Instructions to follow: For the word "need", return each line of the data in which it occurs.
========================================================================
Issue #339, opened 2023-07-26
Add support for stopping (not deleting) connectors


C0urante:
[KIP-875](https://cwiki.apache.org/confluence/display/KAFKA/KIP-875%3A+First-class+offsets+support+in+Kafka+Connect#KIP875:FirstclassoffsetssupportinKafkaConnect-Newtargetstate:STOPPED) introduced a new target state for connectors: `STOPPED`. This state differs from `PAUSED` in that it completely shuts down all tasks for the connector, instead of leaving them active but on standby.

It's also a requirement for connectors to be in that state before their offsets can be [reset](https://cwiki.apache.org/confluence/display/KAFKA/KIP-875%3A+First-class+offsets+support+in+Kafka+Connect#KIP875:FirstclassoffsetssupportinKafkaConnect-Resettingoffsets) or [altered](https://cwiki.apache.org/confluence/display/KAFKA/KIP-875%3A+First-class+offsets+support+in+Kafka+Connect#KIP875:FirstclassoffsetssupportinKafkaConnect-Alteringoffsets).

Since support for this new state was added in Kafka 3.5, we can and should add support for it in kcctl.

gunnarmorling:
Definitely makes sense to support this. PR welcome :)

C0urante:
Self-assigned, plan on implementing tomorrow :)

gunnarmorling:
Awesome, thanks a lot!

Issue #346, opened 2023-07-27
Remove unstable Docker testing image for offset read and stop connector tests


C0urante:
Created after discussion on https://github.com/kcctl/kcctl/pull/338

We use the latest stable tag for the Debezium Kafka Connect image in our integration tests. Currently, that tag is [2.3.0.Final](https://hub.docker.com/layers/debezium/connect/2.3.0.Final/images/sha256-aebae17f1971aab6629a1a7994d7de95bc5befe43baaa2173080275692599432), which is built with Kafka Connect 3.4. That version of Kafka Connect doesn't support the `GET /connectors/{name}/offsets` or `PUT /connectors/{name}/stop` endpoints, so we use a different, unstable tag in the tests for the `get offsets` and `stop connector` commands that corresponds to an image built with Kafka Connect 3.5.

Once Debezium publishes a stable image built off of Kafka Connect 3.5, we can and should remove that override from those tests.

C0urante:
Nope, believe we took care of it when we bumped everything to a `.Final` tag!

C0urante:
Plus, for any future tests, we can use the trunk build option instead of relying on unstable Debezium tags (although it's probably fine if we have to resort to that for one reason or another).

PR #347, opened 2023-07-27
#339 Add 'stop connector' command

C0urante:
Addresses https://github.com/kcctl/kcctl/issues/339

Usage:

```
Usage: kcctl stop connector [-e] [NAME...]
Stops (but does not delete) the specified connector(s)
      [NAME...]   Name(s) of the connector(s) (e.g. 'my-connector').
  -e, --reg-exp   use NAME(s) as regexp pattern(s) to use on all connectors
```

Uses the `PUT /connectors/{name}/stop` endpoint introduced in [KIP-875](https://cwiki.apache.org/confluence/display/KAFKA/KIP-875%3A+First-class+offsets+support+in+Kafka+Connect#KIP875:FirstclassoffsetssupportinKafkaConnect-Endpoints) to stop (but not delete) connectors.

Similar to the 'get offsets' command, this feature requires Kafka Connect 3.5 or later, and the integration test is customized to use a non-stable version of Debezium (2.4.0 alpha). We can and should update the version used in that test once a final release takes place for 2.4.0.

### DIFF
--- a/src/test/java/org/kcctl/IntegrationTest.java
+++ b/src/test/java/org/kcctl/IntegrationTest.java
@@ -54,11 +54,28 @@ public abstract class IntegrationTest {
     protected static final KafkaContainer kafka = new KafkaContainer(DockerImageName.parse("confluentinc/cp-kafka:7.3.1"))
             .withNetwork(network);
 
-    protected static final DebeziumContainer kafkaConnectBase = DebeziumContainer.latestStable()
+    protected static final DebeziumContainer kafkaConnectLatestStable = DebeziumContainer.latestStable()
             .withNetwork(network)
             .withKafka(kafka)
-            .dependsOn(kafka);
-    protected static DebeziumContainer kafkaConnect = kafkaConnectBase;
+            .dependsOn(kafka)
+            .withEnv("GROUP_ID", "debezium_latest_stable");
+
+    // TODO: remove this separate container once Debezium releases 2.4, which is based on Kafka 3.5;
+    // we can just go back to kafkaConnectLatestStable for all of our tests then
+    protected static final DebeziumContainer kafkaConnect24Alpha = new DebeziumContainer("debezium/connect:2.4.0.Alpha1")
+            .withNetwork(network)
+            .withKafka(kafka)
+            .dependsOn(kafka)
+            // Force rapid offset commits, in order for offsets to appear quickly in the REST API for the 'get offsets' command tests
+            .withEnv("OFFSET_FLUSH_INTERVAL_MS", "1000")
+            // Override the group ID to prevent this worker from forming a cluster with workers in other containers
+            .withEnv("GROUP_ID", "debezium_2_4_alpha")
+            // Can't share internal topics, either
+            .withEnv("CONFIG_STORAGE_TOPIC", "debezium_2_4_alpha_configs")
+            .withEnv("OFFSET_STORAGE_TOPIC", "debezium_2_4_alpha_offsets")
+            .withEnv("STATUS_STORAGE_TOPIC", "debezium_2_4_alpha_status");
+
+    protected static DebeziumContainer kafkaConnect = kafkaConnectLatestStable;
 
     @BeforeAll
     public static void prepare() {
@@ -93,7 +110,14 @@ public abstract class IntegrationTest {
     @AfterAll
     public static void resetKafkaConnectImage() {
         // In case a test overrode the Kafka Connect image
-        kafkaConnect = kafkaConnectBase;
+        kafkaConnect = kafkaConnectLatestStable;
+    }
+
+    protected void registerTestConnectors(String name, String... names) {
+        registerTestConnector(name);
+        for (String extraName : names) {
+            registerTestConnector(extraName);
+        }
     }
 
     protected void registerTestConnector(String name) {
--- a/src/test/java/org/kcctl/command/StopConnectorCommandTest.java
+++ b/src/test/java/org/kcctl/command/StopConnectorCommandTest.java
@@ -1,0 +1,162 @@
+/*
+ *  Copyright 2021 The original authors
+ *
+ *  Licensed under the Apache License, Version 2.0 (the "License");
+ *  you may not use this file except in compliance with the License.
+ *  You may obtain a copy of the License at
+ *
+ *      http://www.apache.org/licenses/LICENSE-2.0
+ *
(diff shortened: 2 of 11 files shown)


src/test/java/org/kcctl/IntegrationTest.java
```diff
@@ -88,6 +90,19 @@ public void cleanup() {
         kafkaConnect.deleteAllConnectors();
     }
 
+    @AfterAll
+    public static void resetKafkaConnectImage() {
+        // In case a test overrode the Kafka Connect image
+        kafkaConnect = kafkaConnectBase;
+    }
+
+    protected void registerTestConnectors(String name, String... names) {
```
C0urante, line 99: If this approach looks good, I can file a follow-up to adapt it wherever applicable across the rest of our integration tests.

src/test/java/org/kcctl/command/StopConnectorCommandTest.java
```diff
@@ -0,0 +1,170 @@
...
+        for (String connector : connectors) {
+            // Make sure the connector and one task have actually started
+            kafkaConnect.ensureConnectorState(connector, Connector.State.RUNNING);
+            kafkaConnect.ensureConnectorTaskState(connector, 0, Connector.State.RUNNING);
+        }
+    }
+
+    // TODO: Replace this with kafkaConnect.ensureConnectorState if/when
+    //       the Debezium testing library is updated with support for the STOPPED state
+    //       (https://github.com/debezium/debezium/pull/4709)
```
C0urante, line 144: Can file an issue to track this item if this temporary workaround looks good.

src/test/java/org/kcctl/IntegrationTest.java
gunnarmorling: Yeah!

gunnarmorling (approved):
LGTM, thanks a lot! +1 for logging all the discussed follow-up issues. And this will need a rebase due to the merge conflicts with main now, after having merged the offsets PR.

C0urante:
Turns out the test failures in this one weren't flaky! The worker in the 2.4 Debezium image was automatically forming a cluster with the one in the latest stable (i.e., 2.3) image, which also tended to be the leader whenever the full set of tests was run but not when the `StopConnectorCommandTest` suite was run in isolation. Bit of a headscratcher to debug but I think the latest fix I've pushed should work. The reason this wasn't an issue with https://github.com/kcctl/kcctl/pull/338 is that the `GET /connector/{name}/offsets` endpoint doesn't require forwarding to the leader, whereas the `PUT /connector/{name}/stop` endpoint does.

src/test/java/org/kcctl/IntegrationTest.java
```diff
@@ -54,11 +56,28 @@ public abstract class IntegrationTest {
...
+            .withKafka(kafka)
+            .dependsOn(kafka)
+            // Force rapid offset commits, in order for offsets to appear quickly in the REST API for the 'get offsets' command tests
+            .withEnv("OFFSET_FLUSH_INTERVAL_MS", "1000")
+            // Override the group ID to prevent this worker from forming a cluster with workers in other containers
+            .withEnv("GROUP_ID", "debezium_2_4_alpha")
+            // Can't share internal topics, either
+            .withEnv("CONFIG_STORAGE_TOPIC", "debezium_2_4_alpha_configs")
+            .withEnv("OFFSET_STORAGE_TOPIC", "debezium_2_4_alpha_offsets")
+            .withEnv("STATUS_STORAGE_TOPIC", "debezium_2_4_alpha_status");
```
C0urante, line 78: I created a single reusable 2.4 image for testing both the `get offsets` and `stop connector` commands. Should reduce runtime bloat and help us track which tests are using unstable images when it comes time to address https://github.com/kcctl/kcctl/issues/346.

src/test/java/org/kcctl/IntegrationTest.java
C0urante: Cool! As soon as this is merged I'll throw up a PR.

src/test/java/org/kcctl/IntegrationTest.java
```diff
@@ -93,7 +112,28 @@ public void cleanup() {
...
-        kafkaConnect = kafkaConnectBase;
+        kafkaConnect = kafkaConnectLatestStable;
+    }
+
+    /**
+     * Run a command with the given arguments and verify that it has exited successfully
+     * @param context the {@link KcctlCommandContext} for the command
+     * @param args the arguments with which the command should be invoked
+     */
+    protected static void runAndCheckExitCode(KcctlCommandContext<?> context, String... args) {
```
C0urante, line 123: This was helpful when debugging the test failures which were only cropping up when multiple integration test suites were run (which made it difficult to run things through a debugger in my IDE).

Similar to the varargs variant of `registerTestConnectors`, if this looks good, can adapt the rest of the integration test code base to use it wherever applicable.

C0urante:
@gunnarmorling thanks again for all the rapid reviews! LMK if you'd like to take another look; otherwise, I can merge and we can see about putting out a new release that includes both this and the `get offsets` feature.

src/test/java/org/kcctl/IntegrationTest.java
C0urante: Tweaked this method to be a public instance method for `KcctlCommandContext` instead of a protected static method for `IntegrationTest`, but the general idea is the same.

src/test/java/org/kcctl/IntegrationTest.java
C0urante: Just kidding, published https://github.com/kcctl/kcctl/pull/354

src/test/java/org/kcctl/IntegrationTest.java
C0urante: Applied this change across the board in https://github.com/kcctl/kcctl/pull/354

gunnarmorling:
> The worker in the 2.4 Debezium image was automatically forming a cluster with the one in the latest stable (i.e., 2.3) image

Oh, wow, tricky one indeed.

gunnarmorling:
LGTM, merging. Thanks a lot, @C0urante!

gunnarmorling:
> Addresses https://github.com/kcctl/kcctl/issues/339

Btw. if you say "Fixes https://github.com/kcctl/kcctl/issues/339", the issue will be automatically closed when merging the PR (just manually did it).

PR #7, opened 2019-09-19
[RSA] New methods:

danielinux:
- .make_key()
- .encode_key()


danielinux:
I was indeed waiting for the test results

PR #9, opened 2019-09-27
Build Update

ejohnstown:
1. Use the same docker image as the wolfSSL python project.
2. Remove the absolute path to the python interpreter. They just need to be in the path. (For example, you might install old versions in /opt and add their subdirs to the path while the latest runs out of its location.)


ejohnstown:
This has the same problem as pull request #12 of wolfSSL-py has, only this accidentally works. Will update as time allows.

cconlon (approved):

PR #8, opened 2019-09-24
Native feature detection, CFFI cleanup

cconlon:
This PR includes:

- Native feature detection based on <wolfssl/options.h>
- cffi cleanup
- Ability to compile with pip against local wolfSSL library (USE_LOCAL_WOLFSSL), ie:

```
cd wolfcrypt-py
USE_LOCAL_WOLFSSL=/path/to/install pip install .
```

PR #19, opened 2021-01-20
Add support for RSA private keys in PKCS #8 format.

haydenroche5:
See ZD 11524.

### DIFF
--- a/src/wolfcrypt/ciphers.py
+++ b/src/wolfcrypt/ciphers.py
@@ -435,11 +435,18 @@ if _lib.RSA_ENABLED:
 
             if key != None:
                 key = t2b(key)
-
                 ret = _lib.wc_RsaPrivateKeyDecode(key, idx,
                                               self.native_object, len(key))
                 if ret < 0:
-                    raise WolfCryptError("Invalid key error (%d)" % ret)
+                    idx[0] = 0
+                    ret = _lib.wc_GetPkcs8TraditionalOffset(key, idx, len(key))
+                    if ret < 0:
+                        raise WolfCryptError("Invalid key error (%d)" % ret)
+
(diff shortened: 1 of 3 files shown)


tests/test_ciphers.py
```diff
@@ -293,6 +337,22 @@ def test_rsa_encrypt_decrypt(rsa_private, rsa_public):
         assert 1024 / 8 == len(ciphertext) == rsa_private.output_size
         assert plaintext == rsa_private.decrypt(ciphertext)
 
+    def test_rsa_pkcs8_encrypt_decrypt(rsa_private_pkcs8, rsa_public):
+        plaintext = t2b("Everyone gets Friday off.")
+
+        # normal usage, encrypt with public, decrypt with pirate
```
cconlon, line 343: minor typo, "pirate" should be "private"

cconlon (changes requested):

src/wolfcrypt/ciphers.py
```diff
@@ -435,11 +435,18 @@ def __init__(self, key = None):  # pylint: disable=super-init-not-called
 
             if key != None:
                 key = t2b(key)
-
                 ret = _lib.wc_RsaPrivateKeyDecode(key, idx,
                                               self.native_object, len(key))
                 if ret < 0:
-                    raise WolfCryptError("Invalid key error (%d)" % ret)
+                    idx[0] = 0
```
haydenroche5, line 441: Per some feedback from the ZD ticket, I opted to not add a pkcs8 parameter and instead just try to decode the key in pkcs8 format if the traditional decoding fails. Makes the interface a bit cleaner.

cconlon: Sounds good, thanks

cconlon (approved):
========================================================================
Task answer:
LGTM, thanks a lot! +1 for logging all the discussed follow-up issues. And this will need a rebase due to the merge conflicts with main now, after having merged the offsets PR.
2. Remove the absolute path to the python interpreter. They just need to be in the path. (For example, you might install old versions in /opt and add their subdirs to the path while the latest runs out of its location.)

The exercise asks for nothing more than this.